PR #6932, opened 2025-08-06
[develop] Upgrade connexion to ~=2.15.1, upgrade Werkzeug to ~=3.1 to address CVE-2024-34069

hehe7318:
### Description of changes
* Upgrade connexion to ~=2.15.1. 
* Upgrade Werkzeug to ~=3.1 to address [CVE-2024-34069](https://nvd.nist.gov/vuln/detail/cve-2024-34069). 
* Upgrade serverless_wsgi.py to the latest version. 
* Changes to encoder.py, flask_app.py and etc. to adapt the version bump.

### Tests
* Changes to tests to adapt the version bump.
* Unit tests all passed.

### References
* Link to impacted open issues.
* Link to related PRs in other packages (i.e. cookbook, node).
* Link to documentation useful to understand the changes.

### Checklist
- Make sure you are pointing to **the right branch**.
- If you're creating a patch for a branch other than `develop` add the branch name as prefix in the PR title (e\.g\. `[release-3.6]`).
- Check all commits' messages are clear, describing what and why vs how.
- Make sure **to have added unit tests or integration tests** to cover the new/modified code.
- Check if documentation is impacted by this change.

Please review the [guidelines for contributing](../CONTRIBUTING.md) and [Pull Request Instructions](https://github.com/aws/aws-parallelcluster/wiki/Git-Pull-Request-Instructions).

By submitting this pull request, I confirm that my contribution is made under the terms of the Apache 2.0 license.

PR #7078, opened 2025-11-04
[Dependencies] Constraint flask to version ~=3.1.0 (rather than ~=3.0) to reduce the risk of breaking changes.

gmarciani:
### Description of changes
Constraint flask to version ~=3.1.0 (rather than ~=3.0) to reduce the risk of breaking changes.

According to Flask release notes, there may be breaking changes in minor releases. See release notes for [3.1.0](https://github.com/pallets/flask/releases/tag/3.1.0).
+++
→ **REQUIRED WORK**: Could you transcribe the entries above word for word, from the line with "etc. to adapt the version bump." down to the line with "- Check if documentation", keeping both?

→ **REPLY TO THE EXERCISE**:
* Changes to encoder.py, flask_app.py and etc. to adapt the version bump.

### Tests
* Changes to tests to adapt the version bump.
* Unit tests all passed.

### References
* Link to impacted open issues.
* Link to related PRs in other packages (i.e. cookbook, node).
* Link to documentation useful to understand the changes.

### Checklist
- Make sure you are pointing to **the right branch**.
- If you're creating a patch for a branch other than `develop` add the branch name as prefix in the PR title (e\.g\. `[release-3.6]`).
- Check all commits' messages are clear, describing what and why vs how.
- Make sure **to have added unit tests or integration tests** to cover the new/modified code.
- Check if documentation is impacted by this change.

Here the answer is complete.